On the home front, a carpet is under construction in our kitchen. Considering that the loom (pieces of lead pipe, brick, and paper mache resting on the floor) stretches from one side of the room to another with about two feet of walking room around the stove, the kitchen is now effectively the carpet room. Our cozy living space with sofas, a TV, a stereo, two sewing machines, and lots of pillows is now filled with stretched wool/cotton blend string. We’ve moved our eating either outside or into the other house (where my host father used to cloister himself sitting alone in his underwear watching Russian reality TV). It’s cool to see the carpet daily develop, the huge chaos of bagged colored yarn slowing being brought into a harmonious order, but it will be nice to have our kitchen/living room back too. Even with six women working eight-hours a day, it should take three months to finish and then it will sell for several thousand dollars to a market middle-man.

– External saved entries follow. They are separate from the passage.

PR #123, opened 2019-03-05
add require when testing the install charts

cpanato:
I'm using this example with circleci as well and notice a small change we need to do in order to run the tests by adding the parameter `no_output_timeout`, this make the circle ci wait, because the install chart can take some time without any output and in CCi if no output happen in a short time it will kill the build.

Also added a requirement in the install chart to have the lints all passing before install

### DIFF
--- a/examples/kind/.circleci/config.yml
+++ b/examples/kind/.circleci/config.yml
@@ -22,6 +22,7 @@ jobs:
       - checkout
       - run:
           command: test/e2e-kind.sh
+          no_output_timeout: 1h
 
 workflows:
   version: 2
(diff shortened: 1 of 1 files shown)


examples/kind/.circleci/config.yml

With all the changes around me, I am inspired to reflect on how much I’ve changed since entering this country 10 months ago. The conclusion? Professionally, I am a good teacher. I entertain and enlighten my students as much as they will accept (I’m not a god) from Monday – Friday and in the afternoons I either teach adult classes or go to my Turkmen counterpart’s house and do the best-friend thing: complain about boys/men and how much our lives suck. She usually wins. Personally, I feel a rod of steel in my spine that wasn’t there 10 months ago, a strength that I went into the Peace Corps to find (or prove I had all along, a trick of semantics), and my salary is nearly gone from overly-partying on the weekends. I don’t know if this evens out as being more or less mature, but I like to think that I’m learning how to grow up and have fun, rather than the alternative interpretation which is that I’m becoming an incorrigible adventure-seeker. May be it’s a bit of both.

Saturday, August 2, 2008

Prepare Thyself

October is approaching quickly (well, quick enough) and profiles of the incoming group of new Turkmenistan volunteers are trickling in as we stalk them on Facebook, Yahoo friend groups, and MySpace. So as a message to them (and to any perspective Peace Corps volunteers to Central Asia), I want to paint a picture of what you’re in for:

First, prepare to go insane. And not just the eccentric uber-liberal, tree-hugging crazy that people expect from Peace Corps volunteers, I mean truly gaga insane. Like the girl in Bolivia who stabbed a cow with a butter knife after it ate her last pair of underwear (the cow liked the taste of washing soap, apparently). And how when I walk through a herd of sheep every day to go to school I imagine that I’m going to me medically separated for injury-by-ramming. Those sheep may look docile and sluggish sitting there all huddled in the shade, but I know that behind those black eyes lurks a devious intelligence that’s just waiting for me to let my guard down. But I’m onto their game: I won’t let any demon wool-walker get me.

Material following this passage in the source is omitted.